= Data for processing =
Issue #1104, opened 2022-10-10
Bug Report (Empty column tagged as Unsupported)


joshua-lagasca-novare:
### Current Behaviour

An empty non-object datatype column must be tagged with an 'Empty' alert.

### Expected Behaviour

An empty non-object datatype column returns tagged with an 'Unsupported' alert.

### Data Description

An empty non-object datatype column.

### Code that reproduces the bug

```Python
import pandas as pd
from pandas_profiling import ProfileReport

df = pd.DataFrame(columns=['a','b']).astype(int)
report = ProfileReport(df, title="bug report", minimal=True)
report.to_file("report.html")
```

* * *

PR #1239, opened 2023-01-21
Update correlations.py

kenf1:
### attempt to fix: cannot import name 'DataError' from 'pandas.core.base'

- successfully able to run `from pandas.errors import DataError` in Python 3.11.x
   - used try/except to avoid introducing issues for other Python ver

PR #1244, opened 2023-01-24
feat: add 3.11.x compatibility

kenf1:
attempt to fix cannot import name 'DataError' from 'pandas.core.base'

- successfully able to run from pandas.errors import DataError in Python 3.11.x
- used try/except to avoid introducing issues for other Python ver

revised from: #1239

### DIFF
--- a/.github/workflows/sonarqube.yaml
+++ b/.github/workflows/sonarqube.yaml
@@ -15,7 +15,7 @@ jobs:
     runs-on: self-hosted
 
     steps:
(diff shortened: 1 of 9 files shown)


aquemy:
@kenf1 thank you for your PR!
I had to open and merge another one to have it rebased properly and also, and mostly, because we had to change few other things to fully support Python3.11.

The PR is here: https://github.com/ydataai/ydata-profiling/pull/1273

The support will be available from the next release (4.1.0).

= What to produce =
The response must hold only the lines above from the line with "PR #1239, opened 2023-01-21" through the line with "for your PR!", each copied exactly, both ends kept.

= The completed task =
PR #1239, opened 2023-01-21
Update correlations.py

kenf1:
### attempt to fix: cannot import name 'DataError' from 'pandas.core.base'

- successfully able to run `from pandas.errors import DataError` in Python 3.11.x
   - used try/except to avoid introducing issues for other Python ver

PR #1244, opened 2023-01-24
feat: add 3.11.x compatibility

kenf1:
attempt to fix cannot import name 'DataError' from 'pandas.core.base'

- successfully able to run from pandas.errors import DataError in Python 3.11.x
- used try/except to avoid introducing issues for other Python ver

revised from: #1239

### DIFF
--- a/.github/workflows/sonarqube.yaml
+++ b/.github/workflows/sonarqube.yaml
@@ -15,7 +15,7 @@ jobs:
     runs-on: self-hosted
 
     steps:
(diff shortened: 1 of 9 files shown)


aquemy:
@kenf1 thank you for your PR!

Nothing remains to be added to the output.